┌──

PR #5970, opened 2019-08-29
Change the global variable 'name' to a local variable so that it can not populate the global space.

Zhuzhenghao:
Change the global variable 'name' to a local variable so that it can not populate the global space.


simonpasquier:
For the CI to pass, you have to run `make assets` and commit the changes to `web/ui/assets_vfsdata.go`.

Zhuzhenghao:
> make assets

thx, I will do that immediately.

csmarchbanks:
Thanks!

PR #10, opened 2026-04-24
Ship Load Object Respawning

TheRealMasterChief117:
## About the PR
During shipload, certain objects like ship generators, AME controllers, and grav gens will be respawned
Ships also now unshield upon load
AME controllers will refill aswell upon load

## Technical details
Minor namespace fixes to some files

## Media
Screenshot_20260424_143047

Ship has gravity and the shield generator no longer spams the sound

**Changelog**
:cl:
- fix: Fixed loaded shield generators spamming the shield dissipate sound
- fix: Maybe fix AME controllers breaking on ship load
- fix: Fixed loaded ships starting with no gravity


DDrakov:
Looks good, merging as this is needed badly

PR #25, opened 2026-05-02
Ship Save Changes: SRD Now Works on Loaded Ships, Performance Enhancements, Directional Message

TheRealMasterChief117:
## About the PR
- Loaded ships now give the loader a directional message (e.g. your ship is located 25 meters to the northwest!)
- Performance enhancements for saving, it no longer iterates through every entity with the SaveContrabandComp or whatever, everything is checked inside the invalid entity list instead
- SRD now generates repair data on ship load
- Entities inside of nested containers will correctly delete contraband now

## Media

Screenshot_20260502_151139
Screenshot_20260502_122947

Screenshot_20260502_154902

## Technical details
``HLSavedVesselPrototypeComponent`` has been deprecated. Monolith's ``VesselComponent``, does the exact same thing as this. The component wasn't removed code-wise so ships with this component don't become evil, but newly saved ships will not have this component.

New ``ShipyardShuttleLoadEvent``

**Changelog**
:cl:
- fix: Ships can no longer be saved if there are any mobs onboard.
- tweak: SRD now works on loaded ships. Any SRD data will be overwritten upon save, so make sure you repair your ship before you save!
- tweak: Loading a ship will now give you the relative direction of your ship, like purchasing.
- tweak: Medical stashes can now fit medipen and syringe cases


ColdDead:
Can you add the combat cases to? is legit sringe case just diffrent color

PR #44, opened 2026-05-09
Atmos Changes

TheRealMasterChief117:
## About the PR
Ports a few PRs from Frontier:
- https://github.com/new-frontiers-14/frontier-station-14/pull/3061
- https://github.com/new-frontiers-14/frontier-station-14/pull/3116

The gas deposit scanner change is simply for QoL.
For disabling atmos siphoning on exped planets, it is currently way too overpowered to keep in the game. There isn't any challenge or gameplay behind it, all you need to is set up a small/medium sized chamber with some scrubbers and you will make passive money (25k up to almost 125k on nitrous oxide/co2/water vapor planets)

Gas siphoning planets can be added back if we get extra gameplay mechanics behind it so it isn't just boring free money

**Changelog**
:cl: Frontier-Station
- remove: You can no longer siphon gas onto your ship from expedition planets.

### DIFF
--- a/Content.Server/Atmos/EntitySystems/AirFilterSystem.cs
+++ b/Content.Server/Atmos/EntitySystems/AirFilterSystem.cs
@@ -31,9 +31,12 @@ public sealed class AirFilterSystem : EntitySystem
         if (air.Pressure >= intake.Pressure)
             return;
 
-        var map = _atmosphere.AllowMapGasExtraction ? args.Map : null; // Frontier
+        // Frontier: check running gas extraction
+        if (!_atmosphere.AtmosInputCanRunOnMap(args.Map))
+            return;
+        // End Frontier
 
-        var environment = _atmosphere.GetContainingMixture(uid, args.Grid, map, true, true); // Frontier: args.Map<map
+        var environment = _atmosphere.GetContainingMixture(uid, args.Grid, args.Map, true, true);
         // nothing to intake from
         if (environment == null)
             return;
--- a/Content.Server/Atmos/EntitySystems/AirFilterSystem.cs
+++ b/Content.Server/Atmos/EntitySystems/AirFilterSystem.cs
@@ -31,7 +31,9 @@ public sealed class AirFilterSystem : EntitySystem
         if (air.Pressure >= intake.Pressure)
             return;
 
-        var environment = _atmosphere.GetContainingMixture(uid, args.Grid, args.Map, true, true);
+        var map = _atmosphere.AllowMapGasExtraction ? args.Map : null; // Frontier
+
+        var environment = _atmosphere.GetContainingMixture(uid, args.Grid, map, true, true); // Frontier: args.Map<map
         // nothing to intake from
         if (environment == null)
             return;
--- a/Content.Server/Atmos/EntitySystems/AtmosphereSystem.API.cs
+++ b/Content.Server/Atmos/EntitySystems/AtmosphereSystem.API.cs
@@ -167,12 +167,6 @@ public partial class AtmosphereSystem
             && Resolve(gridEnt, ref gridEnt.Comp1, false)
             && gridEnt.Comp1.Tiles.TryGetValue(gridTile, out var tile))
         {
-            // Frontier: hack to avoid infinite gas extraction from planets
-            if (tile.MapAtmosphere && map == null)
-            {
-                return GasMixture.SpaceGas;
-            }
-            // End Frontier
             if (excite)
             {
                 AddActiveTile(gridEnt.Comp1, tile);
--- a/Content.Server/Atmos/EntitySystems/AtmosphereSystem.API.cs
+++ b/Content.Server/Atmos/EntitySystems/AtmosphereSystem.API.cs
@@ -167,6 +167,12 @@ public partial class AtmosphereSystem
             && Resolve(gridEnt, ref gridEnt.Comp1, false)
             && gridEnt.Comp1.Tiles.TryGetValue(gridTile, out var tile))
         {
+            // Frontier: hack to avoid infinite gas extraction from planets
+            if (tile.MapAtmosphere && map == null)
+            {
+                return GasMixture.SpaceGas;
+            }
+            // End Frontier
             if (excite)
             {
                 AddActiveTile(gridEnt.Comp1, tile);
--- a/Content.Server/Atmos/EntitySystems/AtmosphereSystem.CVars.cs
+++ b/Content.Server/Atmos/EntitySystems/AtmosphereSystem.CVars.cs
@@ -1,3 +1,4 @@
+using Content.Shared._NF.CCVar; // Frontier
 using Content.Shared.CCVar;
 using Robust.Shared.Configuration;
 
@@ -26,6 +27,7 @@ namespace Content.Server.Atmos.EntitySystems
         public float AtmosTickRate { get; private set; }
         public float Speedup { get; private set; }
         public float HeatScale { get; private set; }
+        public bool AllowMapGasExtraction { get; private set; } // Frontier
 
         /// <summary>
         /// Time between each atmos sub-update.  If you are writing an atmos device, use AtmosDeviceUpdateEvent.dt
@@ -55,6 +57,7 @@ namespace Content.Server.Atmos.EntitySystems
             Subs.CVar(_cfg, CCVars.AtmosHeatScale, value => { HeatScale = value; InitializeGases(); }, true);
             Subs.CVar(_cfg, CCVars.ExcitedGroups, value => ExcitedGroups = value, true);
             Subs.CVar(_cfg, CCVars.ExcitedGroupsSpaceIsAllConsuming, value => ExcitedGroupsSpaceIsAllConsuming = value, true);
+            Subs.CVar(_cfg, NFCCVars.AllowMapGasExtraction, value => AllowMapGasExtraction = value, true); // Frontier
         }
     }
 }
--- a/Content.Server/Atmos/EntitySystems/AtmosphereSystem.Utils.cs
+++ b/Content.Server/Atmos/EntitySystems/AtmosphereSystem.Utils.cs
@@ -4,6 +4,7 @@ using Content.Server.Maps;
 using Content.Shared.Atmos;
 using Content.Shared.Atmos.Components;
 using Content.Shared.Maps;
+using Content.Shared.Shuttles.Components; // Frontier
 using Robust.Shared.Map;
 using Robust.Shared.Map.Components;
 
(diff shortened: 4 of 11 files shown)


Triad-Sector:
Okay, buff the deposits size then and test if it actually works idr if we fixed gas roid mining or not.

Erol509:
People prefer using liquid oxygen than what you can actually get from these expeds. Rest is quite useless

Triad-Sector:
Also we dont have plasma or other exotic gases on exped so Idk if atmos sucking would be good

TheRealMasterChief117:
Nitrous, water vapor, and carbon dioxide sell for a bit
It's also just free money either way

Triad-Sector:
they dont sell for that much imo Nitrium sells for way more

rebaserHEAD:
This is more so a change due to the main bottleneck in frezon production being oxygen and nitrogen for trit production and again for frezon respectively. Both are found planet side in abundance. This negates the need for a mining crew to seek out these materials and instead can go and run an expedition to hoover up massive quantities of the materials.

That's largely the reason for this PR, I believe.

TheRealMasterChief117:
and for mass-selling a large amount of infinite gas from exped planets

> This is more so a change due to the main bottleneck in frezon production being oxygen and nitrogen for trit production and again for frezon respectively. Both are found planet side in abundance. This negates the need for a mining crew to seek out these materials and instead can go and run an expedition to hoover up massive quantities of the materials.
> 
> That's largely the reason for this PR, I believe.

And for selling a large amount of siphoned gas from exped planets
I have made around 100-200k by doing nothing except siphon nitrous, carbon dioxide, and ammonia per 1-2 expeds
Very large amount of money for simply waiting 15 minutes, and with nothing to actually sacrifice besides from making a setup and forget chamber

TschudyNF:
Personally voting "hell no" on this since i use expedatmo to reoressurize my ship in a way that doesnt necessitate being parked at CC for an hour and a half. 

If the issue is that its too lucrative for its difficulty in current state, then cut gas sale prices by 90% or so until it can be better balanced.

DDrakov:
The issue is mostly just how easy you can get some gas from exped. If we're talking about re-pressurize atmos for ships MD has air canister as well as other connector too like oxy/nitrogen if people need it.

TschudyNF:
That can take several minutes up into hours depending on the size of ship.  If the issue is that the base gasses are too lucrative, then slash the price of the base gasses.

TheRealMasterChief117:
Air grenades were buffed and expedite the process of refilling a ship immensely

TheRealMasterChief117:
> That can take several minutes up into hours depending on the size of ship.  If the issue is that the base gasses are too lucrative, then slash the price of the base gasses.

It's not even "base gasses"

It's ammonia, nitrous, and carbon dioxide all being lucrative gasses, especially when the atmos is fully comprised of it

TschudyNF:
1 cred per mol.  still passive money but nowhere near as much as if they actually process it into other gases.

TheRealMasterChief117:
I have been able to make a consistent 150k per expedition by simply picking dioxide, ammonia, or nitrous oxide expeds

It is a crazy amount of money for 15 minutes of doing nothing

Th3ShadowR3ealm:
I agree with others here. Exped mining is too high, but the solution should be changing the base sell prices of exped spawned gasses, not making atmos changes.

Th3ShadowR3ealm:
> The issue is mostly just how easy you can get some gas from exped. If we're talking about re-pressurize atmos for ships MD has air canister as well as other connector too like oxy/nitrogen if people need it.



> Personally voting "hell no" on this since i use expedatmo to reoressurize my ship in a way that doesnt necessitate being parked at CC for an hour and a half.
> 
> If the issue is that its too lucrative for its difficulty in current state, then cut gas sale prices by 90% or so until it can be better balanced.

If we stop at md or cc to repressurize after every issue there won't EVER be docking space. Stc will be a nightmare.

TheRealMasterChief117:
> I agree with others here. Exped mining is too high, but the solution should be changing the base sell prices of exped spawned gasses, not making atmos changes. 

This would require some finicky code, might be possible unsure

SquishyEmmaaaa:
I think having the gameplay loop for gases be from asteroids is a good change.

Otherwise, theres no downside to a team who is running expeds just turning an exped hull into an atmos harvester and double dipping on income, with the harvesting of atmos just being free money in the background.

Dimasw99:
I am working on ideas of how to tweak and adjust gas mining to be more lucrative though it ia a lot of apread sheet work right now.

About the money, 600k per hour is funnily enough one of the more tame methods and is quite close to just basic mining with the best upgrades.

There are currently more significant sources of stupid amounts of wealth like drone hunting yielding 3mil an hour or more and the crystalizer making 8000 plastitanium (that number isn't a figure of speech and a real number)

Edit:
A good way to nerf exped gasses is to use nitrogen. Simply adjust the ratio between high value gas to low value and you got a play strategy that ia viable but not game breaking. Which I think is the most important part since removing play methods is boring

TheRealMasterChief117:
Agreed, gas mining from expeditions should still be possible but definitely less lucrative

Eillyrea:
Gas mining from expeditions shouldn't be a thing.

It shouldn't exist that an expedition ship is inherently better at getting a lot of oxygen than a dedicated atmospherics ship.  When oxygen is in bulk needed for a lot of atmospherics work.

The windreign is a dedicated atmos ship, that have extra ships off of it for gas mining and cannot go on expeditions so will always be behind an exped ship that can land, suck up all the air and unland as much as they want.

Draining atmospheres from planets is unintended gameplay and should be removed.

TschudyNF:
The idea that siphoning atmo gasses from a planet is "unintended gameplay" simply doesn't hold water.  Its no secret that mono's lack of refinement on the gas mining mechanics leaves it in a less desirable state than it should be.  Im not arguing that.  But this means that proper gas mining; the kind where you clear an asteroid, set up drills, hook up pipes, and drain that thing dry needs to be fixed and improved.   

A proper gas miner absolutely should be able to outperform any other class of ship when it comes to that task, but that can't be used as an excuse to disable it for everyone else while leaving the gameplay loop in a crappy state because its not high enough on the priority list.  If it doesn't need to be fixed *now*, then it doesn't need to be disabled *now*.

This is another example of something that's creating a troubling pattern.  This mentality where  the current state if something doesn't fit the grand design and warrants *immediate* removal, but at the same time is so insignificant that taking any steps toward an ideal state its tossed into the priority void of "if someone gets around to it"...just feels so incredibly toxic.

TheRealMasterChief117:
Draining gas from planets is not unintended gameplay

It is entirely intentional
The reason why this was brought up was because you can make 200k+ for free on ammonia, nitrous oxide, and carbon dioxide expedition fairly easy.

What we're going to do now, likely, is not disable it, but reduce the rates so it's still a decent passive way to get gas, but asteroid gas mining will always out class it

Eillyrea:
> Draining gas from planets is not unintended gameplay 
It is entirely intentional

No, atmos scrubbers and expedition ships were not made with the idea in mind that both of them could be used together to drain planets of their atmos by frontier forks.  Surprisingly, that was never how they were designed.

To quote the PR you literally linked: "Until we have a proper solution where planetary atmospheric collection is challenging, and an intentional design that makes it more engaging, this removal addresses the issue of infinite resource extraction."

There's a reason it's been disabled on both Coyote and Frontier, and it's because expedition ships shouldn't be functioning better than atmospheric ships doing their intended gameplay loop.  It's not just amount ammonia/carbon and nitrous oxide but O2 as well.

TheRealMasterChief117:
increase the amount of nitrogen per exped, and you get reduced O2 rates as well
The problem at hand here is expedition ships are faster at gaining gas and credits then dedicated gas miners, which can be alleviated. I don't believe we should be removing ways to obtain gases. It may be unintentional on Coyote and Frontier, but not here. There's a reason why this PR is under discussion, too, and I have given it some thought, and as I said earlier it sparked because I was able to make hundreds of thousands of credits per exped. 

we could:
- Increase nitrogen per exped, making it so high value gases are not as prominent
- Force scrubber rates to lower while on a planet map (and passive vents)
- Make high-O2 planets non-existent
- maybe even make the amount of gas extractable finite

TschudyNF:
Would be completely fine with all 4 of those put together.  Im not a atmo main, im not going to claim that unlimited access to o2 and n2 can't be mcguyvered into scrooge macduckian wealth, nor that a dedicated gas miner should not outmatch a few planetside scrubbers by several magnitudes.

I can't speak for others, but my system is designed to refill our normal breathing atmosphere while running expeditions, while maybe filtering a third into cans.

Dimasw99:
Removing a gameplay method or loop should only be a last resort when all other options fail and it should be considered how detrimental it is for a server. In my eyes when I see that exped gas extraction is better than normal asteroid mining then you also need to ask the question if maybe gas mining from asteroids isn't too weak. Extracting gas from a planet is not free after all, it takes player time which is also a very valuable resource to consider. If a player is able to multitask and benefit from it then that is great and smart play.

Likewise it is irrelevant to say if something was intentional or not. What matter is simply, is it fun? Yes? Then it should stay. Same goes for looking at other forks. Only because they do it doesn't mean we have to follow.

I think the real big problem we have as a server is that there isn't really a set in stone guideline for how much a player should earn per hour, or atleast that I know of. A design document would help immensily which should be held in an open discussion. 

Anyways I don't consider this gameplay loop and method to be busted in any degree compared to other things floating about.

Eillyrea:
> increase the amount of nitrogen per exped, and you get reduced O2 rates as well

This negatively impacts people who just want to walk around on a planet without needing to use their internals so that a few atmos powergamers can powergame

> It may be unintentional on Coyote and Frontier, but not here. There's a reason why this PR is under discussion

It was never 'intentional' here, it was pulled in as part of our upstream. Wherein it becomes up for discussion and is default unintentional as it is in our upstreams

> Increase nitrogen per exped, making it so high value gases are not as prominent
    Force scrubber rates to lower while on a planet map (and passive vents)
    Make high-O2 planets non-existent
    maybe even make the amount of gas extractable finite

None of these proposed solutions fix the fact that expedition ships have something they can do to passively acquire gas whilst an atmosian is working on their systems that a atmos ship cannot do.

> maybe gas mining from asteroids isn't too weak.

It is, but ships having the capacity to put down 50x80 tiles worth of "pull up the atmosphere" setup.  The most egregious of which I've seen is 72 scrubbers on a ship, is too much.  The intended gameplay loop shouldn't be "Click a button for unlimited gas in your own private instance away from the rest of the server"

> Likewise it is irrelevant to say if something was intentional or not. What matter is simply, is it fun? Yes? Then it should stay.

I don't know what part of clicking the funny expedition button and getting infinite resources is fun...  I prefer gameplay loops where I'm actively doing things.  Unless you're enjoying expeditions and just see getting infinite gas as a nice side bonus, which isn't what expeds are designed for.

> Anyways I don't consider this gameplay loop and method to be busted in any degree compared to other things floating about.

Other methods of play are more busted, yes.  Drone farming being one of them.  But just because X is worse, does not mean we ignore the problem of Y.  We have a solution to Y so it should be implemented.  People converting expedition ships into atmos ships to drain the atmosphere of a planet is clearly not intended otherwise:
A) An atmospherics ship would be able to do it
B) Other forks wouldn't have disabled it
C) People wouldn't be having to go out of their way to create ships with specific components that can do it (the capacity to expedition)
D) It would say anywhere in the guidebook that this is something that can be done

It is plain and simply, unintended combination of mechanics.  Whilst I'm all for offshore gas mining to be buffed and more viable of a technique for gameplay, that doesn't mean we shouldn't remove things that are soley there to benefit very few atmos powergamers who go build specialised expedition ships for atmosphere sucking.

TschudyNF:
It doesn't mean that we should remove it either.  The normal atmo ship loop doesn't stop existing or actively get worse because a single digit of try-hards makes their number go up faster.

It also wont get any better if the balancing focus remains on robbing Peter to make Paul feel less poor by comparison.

└──

When a line in the material above includes "prominent", report that line by copying it.

- Increase nitrogen per exped, making it so high value gases are not as prominent
> Increase nitrogen per exped, making it so high value gases are not as prominent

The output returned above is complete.